The noble reader who never told a lie, or never confessed one, will be shocked at these revelations of my childish depravity. What proof has he, he will cry, that I am not lying on every page of this chronicle, if, by my own confession, my childhood was spent in a maze of lies and dreams? I shall say to the saint, when I am challenged, that the proof of my conversion to veracity is engraven in his own soul. Do you not remember, you spotless one, how you used to steal and lie and cheat and rob? Oh, not with your own hand, of course! It was your remote ancestor who lived by plunder, and was honored for the blood upon his hairy hands. By and by he discovered that cunning was more effective than violence, and less troublesome. Still later he became convinced that the greatest cunning was virtue, and made him a moral code, and subdued the world. Then, when you came along, stumbling through the wilderness of cast-off errors, your wise ancestor gave you a thrust that landed you in the clearing of modernity, at the same time bellowing in your ear, "Now be good! It pays!"

This is the whole history of your saintliness. But all people do not take up life at the same point of human development. Some are backward at birth, and have to make up, in the brief space of their individual history, the stages they missed on their way out of the black past. With me, for example, it actually comes to this: that I have to recapitulate in my own experience all the slow steps of the progress of the race. I seem to learn nothing except by the prick of life on my own skin. I am saved from living in ignorance and dying in darkness only by the sensitiveness of my skin. Some men learn through borrowed experience. Shut them up in a glass tower, with an unobstructed view of the world, and they will go through every adventure of life by proxy, and be able to furnish you with a complete philosophy of life; and you may safely bring up your children by it. But I am not of that godlike organization. I am a thinking animal. Things are as important to me as ideas. I imbibe wisdom through every pore of my body. There are times, indeed, when the doctor in his study is less intelligible to me than a cricket far off in the field.
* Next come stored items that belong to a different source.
Issue #574, opened 2022-10-14
Agent-only (DNS+network) mode


tamasfe:
It's a bit of a niche, but there are occasions when I'd just like to access some service or services within the cluster with no container to impersonate.

Usually `k port-forward` is sufficient, however when domain names get involved (e.g. with multiple kafka brokers), it is just not enough.

It is currently possible to achieve this with mirrord, however one always has to find a pod to impersonate, even though the pod itself is not relevant.

I'd imagine something like this:

```sh
mirrord dns -n foo-namespace curl http://internal-service:1234
```

TODO:
- [x] Add the feature to mirrord.
- [x] #1351
- [x] https://github.com/metalbear-co/mirrord.dev/issues/72
- [x] #1375
- [x] #1376
- [x] https://github.com/metalbear-co/metalbear.co/issues/50

t4lz:
> ```shell
> mirrord dns -n foo-namespace curl http://internal-service:1234
> ```

Here we're still executing some program, so I would say that `exec` should also be used for that new use-case. Maybe that mode could be enabled by a special `--target`? Maybe something like `--target cluster`? I think this functionality would also go well with the feature suggested in https://github.com/metalbear-co/mirrord/issues/567.

eyalb181:
How about just not specifying a target?

t4lz:
> How about just not specifying a target?

Yeah that would be the nicest for users that want to use this feature, but I thought using an explicit target might be nicer for users that actually do want to use a target but forgot to specify it. Another possible alternative is to have a `--no-target` flag.

tamasfe:
> How about just not specifying a target?

This would feel natural to me, just typing `mirrord exec foo` would cause `foo` to "run inside" the cluster. I think omitting a target and a message at the beginning should be sufficient.

t4lz:
My plan is to implement it in such a way that the agent is completely independent (could also run on a cluster that has no pods at all), but before I continue implementing it this way, I wanted to ask if anyone thinks we should instead choose an arbitrary target pod and use that pod if the user does not specify one. This second approach would mean less changes to the code, but would mean we do need an existing target pod.

t4lz:
Ok, feedback from discord is that the agent should indeed be completely independent. So the next question is: we should not support an ephemeral agent and independent agent mode together, right? When users choose ephemeral agents, they must specify a target, yeah?

aviramha:
[...]

PR #1343, opened 2023-04-21
Support targetless agents.

t4lz:
#574.

When not specifying any target, a targetless agent is spawned, which is independent of any other pod.

### DIFF
--- a/.github/workflows/ci.yaml
+++ b/.github/workflows/ci.yaml
@@ -544,7 +544,10 @@ jobs:
         with:
           container-runtime: ${{matrix.container-runtime}}
       - run: minikube image load /tmp/test.tar
-      - name: cargo test containerd
+      # By running the test of the targetless agent first, we prove it works on an empty cluster without any pods.
+      - name: Run targetless E2E test.
+        run: cargo test -p tests targetless
+      - name: Run all E2E test
         run: cargo test -p tests
       - name: Collect logs
         if: ${{ failure() }}
--- a/mirrord/cli/src/execution.rs
+++ b/mirrord/cli/src/execution.rs
@@ -190,8 +190,8 @@ impl MirrordExecution {
         })
     }
 
-    /// Some features don't make a lot of sense together with targetless agents, so if needed,
-    /// warn the user, if possible, disable unnecessary features.
+    /// Some features are incompatible with targetless agents, return error if they are set and
+    /// there is no target.
     ///
     /// # Errors
     ///
--- a/mirrord/cli/src/execution.rs
+++ b/mirrord/cli/src/execution.rs
@@ -17,7 +17,7 @@ use tracing::trace;
 
 use crate::{
     connection::{create_and_connect, AgentConnectInfo},
-    error::CliError,
+    error::{CliError, CliError::IncompatibleWithTargetless},
     extract::extract_library,
     Result,
 };
@@ -52,6 +52,7 @@ impl MirrordExecution {
     where
         P: Progress + Send + Sync,
     {
+        Self::check_config_for_targetless_agent(config)?;
         let lib_path = extract_library(None, progress, true)?;
         let mut env_vars = HashMap::new();
         let (connect_info, mut connection) = create_and_connect(config, progress).await?;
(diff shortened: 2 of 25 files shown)


mirrord/cli/src/execution.rs
```diff
@@ -189,6 +194,40 @@ impl MirrordExecution {
...
+    ///
+    /// [`IncompatibleWithTargetless`] if both targetless and ephemeral agent.
+    fn check_config_for_targetless_agent(config: &mut LayerConfig) -> Result<()> {
+        if matches!(config.target.path, Target::Targetless) {
+            if config.feature.fs.is_active() {
+                // active by default, so we don't want to fail on this and force users to disable,
+                // just disable it for them.
+                warn!("Disabling file system operations because no target was specified and the agent is not going to read the filesystem of any existing pod.");
+                config.feature.fs = FsConfig {
+                    mode: FsModeConfig::Local,
```
aviramha, line 210: I think this needs to be `LocalWithOverrides` since some files are needed (`/etc/hostname`/`/etc/hosts`)

aviramha: I'm thinking maybe that's an overkill to have this override :\
If we want to leave it, I'd remove the warning and just mention in docs it's supported only with `LocalWithOverrides` unlike the different target modes which you can specify.

t4lz: ok, removed the fs check.

eyalb181 (approved):
A few nitpicks for your consideration, but approved! Well done.

mirrord/kube/src/api.rs
```diff
@@ -30,6 +30,28 @@ where
     }
 }
 
+/// Get a vector of namespaces from an optional namespace. If the given namespace is Some, then
+/// fetch its Namespace object, and return a vector only with that.
+/// If the namespace is Some - return all namespaces.
```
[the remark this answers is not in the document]
t4lz: Yes, thanks!

mirrord-schema.json
```diff
@@ -668,21 +668,18 @@
               "$ref": "#/definitions/PodTarget"
             }
           ]
+        },
+        {
+          "description": "Run without a target. An independent agent pod will be spawned in an arbitrary node.",
```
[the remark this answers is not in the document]
t4lz: Good question, I guess it would not have any effect on functionality, right? But maybe some users would like to choose the node for cloud organization reasons, idk. We could also add it in a separate PR, or open an issue and prioritize it first, to deliver this feature asap. wdyt?

mirrord/kube/src/api/container.rs
```diff
@@ -213,7 +217,9 @@ impl ContainerApi for JobContainer {
                                 "imagePullPolicy": agent.image_pull_policy,
```
aviramha, line 217: we don't need securityContext as well, also volume mounts not needed..

mirrord/kube/src/api/container.rs
```diff
@@ -189,7 +194,6 @@ impl ContainerApi for JobContainer {
 
                     "spec": {
                         "hostPID": true,
```
aviramha, line 196: no need if targetless

mirrord-schema.json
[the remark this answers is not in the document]
aviramha: I don't need we need it unless someone asks for it.

mirrord/cli/src/execution.rs
```diff
@@ -189,6 +190,31 @@ impl MirrordExecution {
         })
     }
 
+    /// Some features don't make a lot of sense together with targetless agents, so if needed,
+    /// warn the user, if possible, disable unnecessary features.
```
Razz4780, line 194: This new logic doesn't actually warn the user nor disable features, it just stops the execution with an error. The whole command is aborted, I think

mirrord/layer/src/lib.rs
```diff
@@ -426,6 +430,10 @@ fn layer_start(config: LayerConfig) {
         .set(config.feature.network.incoming.ignore_localhost)
         .expect("Setting INCOMING_IGNORE_LOCALHOST singleton");
 
+    TARGETLESS
+        .set(config.target.is_none())
+        .expect("Setting INCOMING_IGNORE_LOCALHOST singleton");
```
Razz4780, line 435:
```suggestion
        .expect("Setting TARGETLESS singleton");
```

.github/workflows/ci.yaml
```diff
@@ -532,7 +532,10 @@ jobs:
         with:
           container-runtime: ${{matrix.container-runtime}}
       - run: minikube image load /tmp/test.tar
-      - name: cargo test containerd
+      # By running the test of the targetless agent first, we prove it works on an empty cluster without any pods.
+      - name: Run targetless E2E test.
+        run: cargo test -p tests targetless
+      - name: Run all E2E test
```
Razz4780, line 538: `targetless` will run twice :<

t4lz: Yeah, once on an empty cluster, and once on a cluster with pods. This is good. The test should not take a long time either.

The earth was my mother, the earth is my teacher. I am a dutiful pupil: I listen ever with my ear close to her lips. It seems to me I do not know a single thing that I did not learn, more or less directly, through the corporal senses. As long as I have my body, I need not despair of salvation.


FOOTNOTES:

[2] A piece of parchment inscribed with a passage of Scripture, rolled in a case and tacked to the doorpost. The pious touch or kiss this when leaving or entering a house.